Brief »
Please reproduce exactly the lines from the start of the records through the one containing "Adds score-input selection", and nothing more.

Stored data entries
——

PR #283, opened 2026-07-17
feat(eval): add score-input resolution to eval_paths

henrycgbaker:

---

## Summary

Adds score-input selection + path resolution to `core/paths/eval_paths.py`, and makes eval input selection mutually exclusive across both train and score.

- **`resolve_eval_score_input(...)`** → `EvalScoreInput` bundle: the concrete labeled CSV to read plus its `ScoreInputSource` provenance (`kind` / `ref` / `resolved_path`), so the caller and report record how the input was selected without re-resolving.
- **Mutually exclusive selectors.** `path`, `export_id`, and `prediction_id` are alternatives: at most one may be given, more than one raises, and no selector resolves to the latest annotation export for the task. Enforced by a shared `_require_at_most_one_selector` helper.
- **`resolve_eval_train_paths`** uses the same helper, so `labeled_data_path` vs `export_id` follows identical rules.
- **`EvalScoreInput`** dataclass (input CSV + provenance) and **`provenance_path(...)`** (records the input relative to the workspace, or absolute when outside it).

### DIFF
--- a/src/pragmata/core/paths/eval_paths.py
+++ b/src/pragmata/core/paths/eval_paths.py
@@ -109,6 +109,21 @@ def find_latest_annotation_export_id(
     return latest_export_id
 
 
+def _require_at_most_one_selector(**selectors: object | None) -> None:
+    """Reject ambiguous input selection: at most one selector may be set.
+
+    Eval input selectors (a direct path, an export id, a prediction id) are
+    mutually exclusive - there is no precedence between them. Passing more than
+    one raises; passing none is allowed (callers fall back to the latest export).
+    """
+    given = [name for name, value in selectors.items() if value is not None]
+    if len(given) > 1:
+        raise ValueError(
+            f"At most one input selector may be given, got {', '.join(given)}. "
+            "Pass a single selector, or none to use the latest annotation export."
+        )
+
+
 def resolve_eval_train_paths(
     *,
     workspace: WorkspacePaths,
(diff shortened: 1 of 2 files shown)


src/pragmata/core/paths/eval_paths.py
```diff
@@ -358,5 +373,122 @@ def resolve_eval_score_paths(
...
+        case Task.GROUNDING:
+            input_csv = export_paths.grounding_annotation_csv
+        case Task.GENERATION:
+            input_csv = export_paths.generation_annotation_csv
+
+    if not input_csv.is_file():
+        raise FileNotFoundError(
+            f"Annotation export {resolved_export_id!r} does not contain the requested {task.value} CSV. "
+            f"Expected {input_csv}."
+        )
```
ddimmery, line 476: It seems like this same pattern is used in `find_latest_annotation_export_id`, `resolve_eval_train_paths` and `resolve_eval_score_input`. It would be better to pull out a shared helper to do this.

src/pragmata/core/paths/eval_paths.py
```diff
@@ -358,5 +373,122 @@ def resolve_eval_score_paths(
...
+            f"Expected annotation_export.meta.json at {export_paths.export_meta_json}."
+        )
+
+    match task:
+        case Task.RETRIEVAL:
+            input_csv = export_paths.retrieval_annotation_csv
+        case Task.GROUNDING:
+            input_csv = export_paths.grounding_annotation_csv
+        case Task.GENERATION:
+            input_csv = export_paths.generation_annotation_csv
```
ddimmery: A catch-all case to explicitly throw an error here rather than falling through and failing at the next step would be good.

src/pragmata/core/paths/eval_paths.py
```diff
@@ -358,5 +373,122 @@ def resolve_eval_score_paths(
...
+    """Resolve the labeled CSV consumed by eval score and its provenance.
+
+    At most one input selector may be given: a direct ``path``, an ``export_id``,
+    or a ``prediction_id``. With no selector, the latest valid annotation export
+    for the task is used, mirroring ``resolve_eval_train_paths``.
+
+    Direct paths and annotation exports are already Pragmata-shaped and score
+    without further preparation. Scoring a prediction run is not yet supported:
+    ``pragmata eval predict`` has landed, but it has no run-addressable output
+    layout and the prediction-run path resolver (``find_latest_prediction_run``)
```
ddimmery: I assume this is later in the stack?

ddimmery (approved):

src/pragmata/core/paths/eval_paths.py
henrycgbaker: Not in this stack, tracked in #303

PR #284, opened 2026-07-17
feat(eval): add import_eval_score_frame with majority consolidation

henrycgbaker:

---

## Summary

Adds `import_eval_score_frame` as the eval score ingestion boundary, and consolidates multi-annotator inputs into one row per scoring unit.

- **`import_eval_score_frame`** (`core/eval/imports.py`): `read -> (restore tlmtc text columns for prediction inputs) → validate → consolidate → guard`.
- **Majority consolidation** reuses the train-side row consolidation, generalized into a shared **`consolidate_labels_by_majority`** (`core/eval/transforms.py`): per-label strict majority; exact 50/50 tie falls back to a representative row; a no-op when units are already unique. `build_tlmtc_frame` (train) uses the same helper.
- **`_guard_unique_scoring_units`** remains as the post-collapse invariant - it hard-errors only on a residual duplicate the collapse cannot resolve (e.g. two `chunk_id`s sharing a `chunk_rank`).

### DIFF
--- a/src/pragmata/core/eval/imports.py
+++ b/src/pragmata/core/eval/imports.py
@@ -5,7 +5,14 @@ from pathlib import Path
 import pandas as pd
 
 from pragmata.core.schemas.annotation_task import Task
-from pragmata.core.schemas.eval_input import validate_eval_predict_frame, validate_eval_train_frame
+from pragmata.core.schemas.eval_input import (
+    TEXT_COLUMNS_BY_TASK,
+    EvalInputSchemaError,
+    validate_eval_predict_frame,
+    validate_eval_score_frame,
+    validate_eval_train_frame,
+)
+from pragmata.core.schemas.eval_output import ScoreInputSource
 
 
 def import_eval_train_frame(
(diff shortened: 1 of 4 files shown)


tests/unit/core/eval/test_imports.py
```diff
@@ -158,3 +163,119 @@ def test_import_eval_predict_frame_rejects_invalid_csv(
...
+                "q1,c1,1,1,0,r1,ch1,1",
+            ],
+        )
+
+        frame = import_eval_score_frame(path=path, task=Task.RETRIEVAL, source=self._PREDICTION)
+
+        assert {"query", "chunk"}.issubset(frame.columns)
+        assert "text" not in frame.columns and "text_pair" not in frame.columns
+        assert frame.loc[0, "query"] == "q1"
+        assert frame.loc[0, "chunk"] == "c1"
```
ddimmery, line 281: I assume later in the stack we'll get a round trip test?

src/pragmata/core/eval/imports.py
```diff
@@ -42,3 +50,73 @@ def import_eval_predict_frame(
...
+    Raises:
+        EvalInputSchemaError: If the frame violates the score contract or retains a
+            duplicate scoring unit after majority consolidation.
+    """
+    frame = pd.read_csv(path, encoding="utf-8")
+    if source.kind == "model_prediction":
+        frame = _restore_pragmata_text_columns(frame, task=task)
+    validated = validate_eval_score_frame(frame, task=task)
+    consolidated = consolidate_labels_by_majority(validated, task=task)
+    _guard_unique_scoring_units(consolidated, task=task)
```
ddimmery, line 97: this should only be necessary for retrieval, but that's not a problem.

src/pragmata/core/eval/transforms.py
```diff
@@ -70,17 +70,20 @@ def build_tlmtc_frame(
...
-    Tied labels fall back to the selected source row. When an observed row matches
-    all strict-majority labels, that row is selected to preserve non-label metadata
-    deterministically.
+    """Collapse repeated annotation units to one row via per-label majority consensus.
+
+    Shared by eval train and score ingestion: multiple annotator rows for the same
+    scoring unit (retrieval ``(record_uuid, chunk_id)``; grounding/generation
+    ``record_uuid``) are reduced to a single row. Each label with a strict majority
+    (> half positive) is set independently; a tied label (exact 50/50 on an even
+    number of annotators) falls back to the selected source row's value. When an
```
ddimmery, line 88: Is there a test on the tied case? Would be useful to ensure consistent behavior.

ddimmery (approved):

tests/unit/core/eval/test_imports.py
henrycgbaker: adding to do this in issue #303 that covers landing prediction-run scoring

src/pragmata/core/eval/transforms.py
henrycgbaker: test_build_tlmtc_frame_consolidates_training_duplicates_by_earliest_fallback_on_tie (test_transforms.py:264)

PR #285, opened 2026-07-17
feat: add public label prediction workflow

saschagobel:
### Summary

Adds the public `pragmata.eval.predict_labels()` Python workflow for predicting task-specific evaluation labels from unlabeled CSV inputs.

`pragmata` resolves and validates the prediction input, selects a task-compatible evaluator, maps `pragmata` task columns to `tlmtc`'s input contract, and delegates inference to the existing `tlmtc` prediction adapter. The raw `tlmtc` `PredictResult` is returned unchanged.

Only the unlabeled data path and evaluation task are required. If no evaluator run ID is supplied through the call or configuration, `pragmata` selects the latest evaluator compatible with the requested task.

### Changes

- Add the public `predict_labels()` API to `pragmata.api.eval`.
- Resolve prediction settings from an optional YAML configuration and explicit API overrides.
- Preserve `UNSET` semantics so omitted API arguments can fall back to configuration values.
- Resolve the eval workspace and explicit unlabeled prediction input path.
- Select a concrete evaluator run ID through `pragmata`'s task-aware evaluator selector.
- Import and validate the task-specific unlabeled CSV.
- Transform `pragmata` text columns to `tlmtc`'s `text` and `text_pair` contract.
- Pass the transformed in-memory DataFrame, eval work directory, concrete evaluator ID, and `tlmtc`-owned prediction options to the prediction adapter.
- Return `tlmtc`'s `PredictResult` without rewriting its paths or generated artifacts.
- Re-export `predict_labels` through the public `pragmata.eval` namespace.

### Testing

- Covered direct prediction from an explicit unlabeled CSV and evaluator run ID.
- Covered task propagation through evaluator selection, input import, and dataframe transformation.
- Covered forwarding of the transformed DataFrame, concrete evaluator ID, eval work directory, and prediction options.
- Covered automatic task-compatible evaluator selection when no evaluator ID is configured.
- Covered configuration merging and explicit API override precedence.
- Covered returning the raw adapter result unchanged.

### DIFF
--- a/src/pragmata/api/eval.py
+++ b/src/pragmata/api/eval.py
@@ -4,14 +4,19 @@ from pathlib import Path
 from typing import Any
 
 from pragmata.core.eval.export import export_eval_train_meta
-from pragmata.core.eval.imports import import_eval_train_frame
-from pragmata.core.eval.tlmtc_adapters import run_tlmtc_train
+from pragmata.core.eval.imports import import_eval_predict_frame, import_eval_train_frame
+from pragmata.core.eval.tlmtc_adapters import run_tlmtc_predict, run_tlmtc_train
 from pragmata.core.eval.transforms import build_tlmtc_frame
-from pragmata.core.paths.eval_paths import resolve_eval_train_meta_path, resolve_eval_train_paths
+from pragmata.core.paths.eval_paths import (
+    resolve_eval_predict_paths,
+    resolve_eval_train_meta_path,
+    resolve_eval_train_paths,
+    resolve_eval_train_run_id,
+)
 from pragmata.core.paths.paths import WorkspacePaths
 from pragmata.core.schemas.annotation_task import Task
 from pragmata.core.schemas.eval_output import EvalTrainMeta
-from pragmata.core.settings.eval_settings import EvalTrainSettings
+from pragmata.core.settings.eval_settings import EvalPredictSettings, EvalTrainSettings
 from pragmata.core.settings.settings_base import UNSET, Unset, load_config_file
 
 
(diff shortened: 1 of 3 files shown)


lramir14 (approved):
Nice work. I only have one minor comment: the `predict_labels` docstring states outputs land under `<base_dir>/eval/prediction_outputs/<evaluator_run_id>/`, but nothing in pragmata builds that path. The path`resolve_eval_predict_paths` only resolves the flat `eval/` root, and `run_tlmtc_predict` forwards `work_dir` straight to tlmtc without touching the filesystem. So that nested layout is tlmtc's own output convention, not something pragmata owns or guarantees. In this way, the docstring would benefit from some rewording to attribute it explicitly to tlmtc's prediction contract (and ideally verifying it against tlmtc's docs). Otherwise the docstring can silently go stale if tlmtc changes its layout, and nothing in the suite would catch it since the tests mock the adapter and don't assert on `result.paths`.

Approved.

saschagobel:
> Nice work. I only have one minor comment: the `predict_labels` docstring states outputs land under `<base_dir>/eval/prediction_outputs/<evaluator_run_id>/`, but nothing in pragmata builds that path. The path`resolve_eval_predict_paths` only resolves the flat `eval/` root, and `run_tlmtc_predict` forwards `work_dir` straight to tlmtc without touching the filesystem. So that nested layout is tlmtc's own output convention, not something pragmata owns or guarantees. In this way, the docstring would benefit from some rewording to attribute it explicitly to tlmtc's prediction contract (and ideally verifying it against tlmtc's docs). Otherwise the docstring can silently go stale if tlmtc changes its layout, and nothing in the suite would catch it since the tests mock the adapter and don't assert on `result.paths`.
> 
> Approved.

Good point, thanks. I removed the concrete output-directory layout from predict_labels, since that convention is owned by `tlmtc` and only creates avoidable maintenance surface here. I made the same adjustment to train_evaluator for consistency.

——

Answer to this exercise »
PR #283, opened 2026-07-17
feat(eval): add score-input resolution to eval_paths

henrycgbaker:

---

## Summary

Adds score-input selection + path resolution to `core/paths/eval_paths.py`, and makes eval input selection mutually exclusive across both train and score.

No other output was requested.